All records that follow are to be output exactly.

─── The data ───

PR #1352, opened 2026-05-29
Request validator signatures from the Signature Aggregator prioritized by weight

ylg-avalabs:
## How is this documented


signature-aggregator/aggregator/aggregator.go
```diff
@@ -320,7 +326,191 @@ func (s *SignatureAggregator) getCachedSignaturesForMessage(
...
+// Returns 0 if the threshold has already been met.
+func weightGap(accumulatedWeight *big.Int, totalWeight, quorumPercentage uint64) uint64 {
+	// required = ceil(totalWeight * quorumPercentage / 100)
+	required := new(big.Int).Mul(
+		new(big.Int).SetUint64(totalWeight),
+		new(big.Int).SetUint64(quorumPercentage),
+	)
+	denom := new(big.Int).SetUint64(quorumPercentageDenominator)
+	required.Add(required, new(big.Int).Sub(denom, big.NewInt(1)))
+	required.Quo(required, denom)
```
geoff-vball: I think we already have this functionality somewhere as a helper function for getting the required weight for a quorum

signature-aggregator/aggregator/aggregator.go
```diff
@@ -320,7 +326,191 @@ func (s *SignatureAggregator) getCachedSignaturesForMessage(
...
+		candidates = append(candidates, validatorIndex{index: i, weight: v.Weight})
+	}
+	sort.SliceStable(candidates, func(i, j int) bool {
+		if candidates[i].weight != candidates[j].weight {
+			return candidates[i].weight > candidates[j].weight
+		}
+		return candidates[i].index < candidates[j].index
+	})
+	return candidates
+}
```
geoff-vball: This will cause us to re-query validators we haven't received a response from yet, which I don't think we want. I think we should sort the validator set once by weight, and just iterate through it, stopping when it makes sense.

signature-aggregator/aggregator/aggregator.go
```diff
@@ -320,7 +326,191 @@ func (s *SignatureAggregator) getCachedSignaturesForMessage(
...
+	batchNodes := set.NewSet[ids.NodeID](0)
+	batchWeight := uint64(0)
+	for *cursor < len(candidates) && batchWeight < minBatchWeight {
+		c := candidates[*cursor]
+		*cursor++
+		v := vdrs.ValidatorSet.Validators[c.index]
+		added := false
+		for _, nodeID := range v.NodeIDs {
+			if vdrs.ConnectedNodes.Contains(nodeID) && !queriedNodes.Contains(nodeID) {
+				queriedNodes.Add(nodeID)
```
geoff-vball: Ah, I see that we track the nodes we've already queried here separately. I think this is needlessly overcomplicated. We should just sort the validators once by weight, have this as a list of `unqueriedNodes` and then split the slice into `batchNodes` and update `unqueriedNodes` with the remainder.

signature-aggregator/aggregator/aggregator.go
```diff
@@ -320,7 +326,191 @@ func (s *SignatureAggregator) getCachedSignaturesForMessage(
...
+	)
+	denom := new(big.Int).SetUint64(quorumPercentageDenominator)
+	required.Add(required, new(big.Int).Sub(denom, big.NewInt(1)))
+	required.Quo(required, denom)
+	if accumulatedWeight.Cmp(required) >= 0 {
+		return 0
+	}
+	gap := new(big.Int).Sub(required, accumulatedWeight)
+	if !gap.IsUint64() {
+		return ^uint64(0)
```
geoff-vball:
```suggestion
		return math.MaxUint64
```

signature-aggregator/aggregator/aggregator.go
```diff
@@ -320,7 +326,191 @@ func (s *SignatureAggregator) getCachedSignaturesForMessage(
...
+	})
+	return candidates
+}
+
+// pickNextBatch advances [cursor] through [candidates] and returns the set of node IDs
+// to query next. Validators are added to the batch in weight-descending order until the
+// cumulative weight of newly added validators is at least [minBatchWeight], or there are
+// no more candidates. [queriedNodes] is updated in place with any node added to the batch.
+// Returns the batch's node IDs and the cumulative weight of newly added validators.
+func pickNextBatch(
```
geoff-vball: We should probably also set a minimum batch size. If we have a network with 5 valdiators of equal weight, but the first one is offline, it doesn't make sense to send requests to the first 4 validators and then wait until the timeout to send the last request.

batconjurer (approved):

signature-aggregator/aggregator/aggregator.go
```diff
@@ -320,7 +333,177 @@ func (s *SignatureAggregator) getCachedSignaturesForMessage(
...
+				nodeIDs = append(nodeIDs, nodeID)
+			}
+		}
+		// Skip validators we have no connected node to query.
+		if len(nodeIDs) == 0 {
+			continue
+		}
+		queryable = append(queryable, queryableValidator{weight: v.Weight, nodeIDs: nodeIDs})
+	}
+	sort.SliceStable(queryable, func(i, j int) bool {
```
mdelle1: This `sort.SliceStable` is used elsewhere so it might be worth making this a utils function like in https://github.com/ava-labs/icm-services/pull/1354, it can be a follow up PR though 👍

signature-aggregator/aggregator/aggregator.go
```diff
@@ -332,193 +515,174 @@ func (s *SignatureAggregator) collectSignaturesWithRetries(
...
-			zap.Int("signatureMapSize", len(signatureMap)),
-			zap.Int("responsesExpected", responsesExpected),
-		)
+	// Sort the queryable validators by weight once. Each batch consumes a prefix of
+	// [remaining], so a validator is never queried more than once per aggregation.
+	remaining := queryableValidatorsByWeight(vdrs, signatureMap)
+	pendingResponses := 0
+	// Buffer the merged channel to accommodate every possible response without blocking
+	// the per-batch forwarder goroutines.
+	mergedChan := make(chan message.InboundMessage, len(vdrs.ValidatorSet.Validators))
```
geoff-vball: This is called `mergedChan` because it is shared across the batches?

signature-aggregator/aggregator/aggregator.go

───

**Completed exercise**
PR #1352, opened 2026-05-29
Request validator signatures from the Signature Aggregator prioritized by weight

ylg-avalabs:
## How is this documented


signature-aggregator/aggregator/aggregator.go
```diff
@@ -320,7 +326,191 @@ func (s *SignatureAggregator) getCachedSignaturesForMessage(
...
+// Returns 0 if the threshold has already been met.
+func weightGap(accumulatedWeight *big.Int, totalWeight, quorumPercentage uint64) uint64 {
+	// required = ceil(totalWeight * quorumPercentage / 100)
+	required := new(big.Int).Mul(
+		new(big.Int).SetUint64(totalWeight),
+		new(big.Int).SetUint64(quorumPercentage),
+	)
+	denom := new(big.Int).SetUint64(quorumPercentageDenominator)
+	required.Add(required, new(big.Int).Sub(denom, big.NewInt(1)))
+	required.Quo(required, denom)
```
geoff-vball: I think we already have this functionality somewhere as a helper function for getting the required weight for a quorum

signature-aggregator/aggregator/aggregator.go
```diff
@@ -320,7 +326,191 @@ func (s *SignatureAggregator) getCachedSignaturesForMessage(
...
+		candidates = append(candidates, validatorIndex{index: i, weight: v.Weight})
+	}
+	sort.SliceStable(candidates, func(i, j int) bool {
+		if candidates[i].weight != candidates[j].weight {
+			return candidates[i].weight > candidates[j].weight
+		}
+		return candidates[i].index < candidates[j].index
+	})
+	return candidates
+}
```
geoff-vball: This will cause us to re-query validators we haven't received a response from yet, which I don't think we want. I think we should sort the validator set once by weight, and just iterate through it, stopping when it makes sense.

signature-aggregator/aggregator/aggregator.go
```diff
@@ -320,7 +326,191 @@ func (s *SignatureAggregator) getCachedSignaturesForMessage(
...
+	batchNodes := set.NewSet[ids.NodeID](0)
+	batchWeight := uint64(0)
+	for *cursor < len(candidates) && batchWeight < minBatchWeight {
+		c := candidates[*cursor]
+		*cursor++
+		v := vdrs.ValidatorSet.Validators[c.index]
+		added := false
+		for _, nodeID := range v.NodeIDs {
+			if vdrs.ConnectedNodes.Contains(nodeID) && !queriedNodes.Contains(nodeID) {
+				queriedNodes.Add(nodeID)
```
geoff-vball: Ah, I see that we track the nodes we've already queried here separately. I think this is needlessly overcomplicated. We should just sort the validators once by weight, have this as a list of `unqueriedNodes` and then split the slice into `batchNodes` and update `unqueriedNodes` with the remainder.

signature-aggregator/aggregator/aggregator.go
```diff
@@ -320,7 +326,191 @@ func (s *SignatureAggregator) getCachedSignaturesForMessage(
...
+	)
+	denom := new(big.Int).SetUint64(quorumPercentageDenominator)
+	required.Add(required, new(big.Int).Sub(denom, big.NewInt(1)))
+	required.Quo(required, denom)
+	if accumulatedWeight.Cmp(required) >= 0 {
+		return 0
+	}
+	gap := new(big.Int).Sub(required, accumulatedWeight)
+	if !gap.IsUint64() {
+		return ^uint64(0)
```
geoff-vball:
```suggestion
		return math.MaxUint64
```

signature-aggregator/aggregator/aggregator.go
```diff
@@ -320,7 +326,191 @@ func (s *SignatureAggregator) getCachedSignaturesForMessage(
...
+	})
+	return candidates
+}
+
+// pickNextBatch advances [cursor] through [candidates] and returns the set of node IDs
+// to query next. Validators are added to the batch in weight-descending order until the
+// cumulative weight of newly added validators is at least [minBatchWeight], or there are
+// no more candidates. [queriedNodes] is updated in place with any node added to the batch.
+// Returns the batch's node IDs and the cumulative weight of newly added validators.
+func pickNextBatch(
```
geoff-vball: We should probably also set a minimum batch size. If we have a network with 5 valdiators of equal weight, but the first one is offline, it doesn't make sense to send requests to the first 4 validators and then wait until the timeout to send the last request.

batconjurer (approved):

signature-aggregator/aggregator/aggregator.go
```diff
@@ -320,7 +333,177 @@ func (s *SignatureAggregator) getCachedSignaturesForMessage(
...
+				nodeIDs = append(nodeIDs, nodeID)
+			}
+		}
+		// Skip validators we have no connected node to query.
+		if len(nodeIDs) == 0 {
+			continue
+		}
+		queryable = append(queryable, queryableValidator{weight: v.Weight, nodeIDs: nodeIDs})
+	}
+	sort.SliceStable(queryable, func(i, j int) bool {
```
mdelle1: This `sort.SliceStable` is used elsewhere so it might be worth making this a utils function like in https://github.com/ava-labs/icm-services/pull/1354, it can be a follow up PR though 👍

signature-aggregator/aggregator/aggregator.go
```diff
@@ -332,193 +515,174 @@ func (s *SignatureAggregator) collectSignaturesWithRetries(
...
-			zap.Int("signatureMapSize", len(signatureMap)),
-			zap.Int("responsesExpected", responsesExpected),
-		)
+	// Sort the queryable validators by weight once. Each batch consumes a prefix of
+	// [remaining], so a validator is never queried more than once per aggregation.
+	remaining := queryableValidatorsByWeight(vdrs, signatureMap)
+	pendingResponses := 0
+	// Buffer the merged channel to accommodate every possible response without blocking
+	// the per-batch forwarder goroutines.
+	mergedChan := make(chan message.InboundMessage, len(vdrs.ValidatorSet.Validators))
```
geoff-vball: This is called `mergedChan` because it is shared across the batches?

signature-aggregator/aggregator/aggregator.go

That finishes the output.